Only 38 percent of the drugs approved in the 1990s, and 19 percent of the drugs approved by the Food and Drug Administration since 2000, are on the VA National Formulary. Only 17 percent of the 77 priority-review drugs (22 percent) approved since 1997 are on the 2005 National Formulary.

For instance, before the VA will dispense Gleevec to veterans suffering with stomach cancer, they first must try an older drug known for its harsh side effects. The VA is delaying access to the cancer drug Avastin for a year, regardless of whether affected veterans have that year to wait. Worse, many Medicare drug plans actually cost less than the VA, which requires veterans to fork over nearly $1,000 a year for fewer choices.

And since Democrats like Sen. Hillary Clinton and Rep. Henry Waxman are in love with cost-effectiveness studies that justify limiting the use of new medicines, they will be forced to defend delaying and denying the use of drugs for such diseases as Alzheimer's, just as such research has been used to ration access to similar medications in the VA, Canada and the U.K.

But simply beating up Democrats for robbing seniors of life-saving medicines isn't enough. Republicans should distinguish themselves from the Democratic "pay more for less choice" proposal by encouraging seniors to enroll in health plans that offer both prescription drugs and programs that actually control and prevent disease.
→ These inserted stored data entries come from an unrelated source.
PR #41, opened 2017-04-07
Remove method "name" from physical_server

walteraa:
The method "name" in physical server class is causing inconsistency when we are trying show a Physical server's name in the UI and in the REST API as well.

The method was removed to solve this issue.

### DIFF
--- a/app/models/manageiq/providers/lenovo/physical_infra_manager/physical_server.rb
+++ b/app/models/manageiq/providers/lenovo/physical_infra_manager/physical_server.rb
@@ -1,7 +1,4 @@
 module ManageIQ::Providers
   class Lenovo::PhysicalInfraManager::PhysicalServer < ::PhysicalServer
-    def name
-      "physical_server"
-    end
   end
 end


juliancheal:
Hmm, I thought `name` was needed in the model for ManageIQ. Maybe @Fryguy knows why, I'm trying to find out where.

This is another reason why we need to add more tests :)

rodneyhbrown7:
walter is there a reason we can't set the name method to return the information that we want it to return?

walteraa:
The problem is that when we try to use `physical_server_object.name` if there is a method named `name` in `ManageIQ::Providers::Lenovo::PhysicalInfraManager::PhysicalServer`, this method will be called instead of the property `name` which reffering to the column `name` in the `physical_servers` table and is where the real Physical Server name value is saved, then will always return the content defined in the method, wich in this case is the string `"physical_server"`

juliancheal:
@fryguy ah ok. Must have been a mistake on my part

juliancheal:
@miq-bot add_label fine/yes

simaishi:
Fine backport details:

```
$ git log -1
commit 1fe3cb8f7659d6527d6b14c433414b5a50710b72
Author: Julian Cheal <julian.cheal@gmail.com>
Date:   Tue Apr 11 16:00:10 2017 +0100

    Merge pull request #41 from lenovo/fix_physical_server_name
    
    Remove method "name" from physical_server
    (cherry picked from commit 85538905bdbf6bc3d7c18165dfce18acf79704e9)
```

PR #43, opened 2017-04-17
Parse asset details from XClarity Client

MaysaMacedo:
This PR is able to parse the following info from XClarity Client:
- contact
- description
- location
- room 
- rack
- lowest rack unit

depends on #[14827](https://github.com/ManageIQ/manageiq/pull/14827)


app/models/manageiq/providers/lenovo/physical_infra_manager/refresh_parser.rb
```diff
@@ -124,7 +124,8 @@ def parse_physical_server(node)
             :firmwares => [] # Filled in later conditionally on what's available
           }
         },
-        :asset_details          => parse_asset_details(node)
+        :asset_details          => parse_asset_details(node),
+        :location_led_state    	=> find_loc_led_state(node.leds)
```
rodneyhbrown7: This change was merged into https://github.com/ManageIQ/manageiq-providers-lenovo/pull/48 yesterday.

MaysaMacedo: It came from this merge, I've just fixed an alignment on this line that the rubocop pointed.

juliancheal:
@MaysaMacedo is this data we already get from the current version of the `xclarity` gem or do we need to update the gem version too?

MaysaMacedo:
@juliancheal No need to update it.

PR #49, opened 2017-05-05
Physical Server model was missing from factory girl definition.

juliancheal:


juliancheal:
Ah PhysicalServer is defined in ManageIQ repo.

PR #51, opened 2017-05-08
Fix unused HTTP interactions problem

skovic:
ManageIQ now seems to be using webmock-2.3.2. In this new version, it appears that the authentication details (userid/password) are no longer included in the URI of the generated HTTP request. The exclusion of the authentication details, causes webmock to not use the requests stored in the cassettes because they now differ (the newly generated requests do not include the authentication details, but the requests stored cassettes do). In the prior version, webmock-1.24.6, the authentication details were included, so we did not have this problem.


skovic:
@miq-bot assign @juliancheal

Right now Medicare gives health plans a subsidy to enroll seniors. That's not good enough. Let the market drive down the price of plans and premiums, just like they have reduced the cost of the drug benefit. Then health plans should be rewarded for improving the health of the sickest patients and keeping people healthy, and seniors who stay well should get some rebate. Since 70 percent of Medicare spending goes to paying for people with chronic disease, why not invest in services and technologies that prevent illness in the first place?

The heart and soul of this transformation to predictive and preventative care is the freedom to tailor the drugs and type of care required to genetic variation and individual risk factors. And it is also the source of growing support for the Medicare program. If Democrats want to simply attack drug prices, it will force them into a one-size-fits-all strategy that only worsens the burgeoning cost of chronic illness. It leaves Republicans with a golden opportunity to depict them as opposed to medical progress, individual choice and fiscal sanity.

Regardless of who controls Congress, Republicans should seize that chance to lead.

Robert Goldberg is vice president for strategic initiatives for the Center for Medicine in the Public Interest.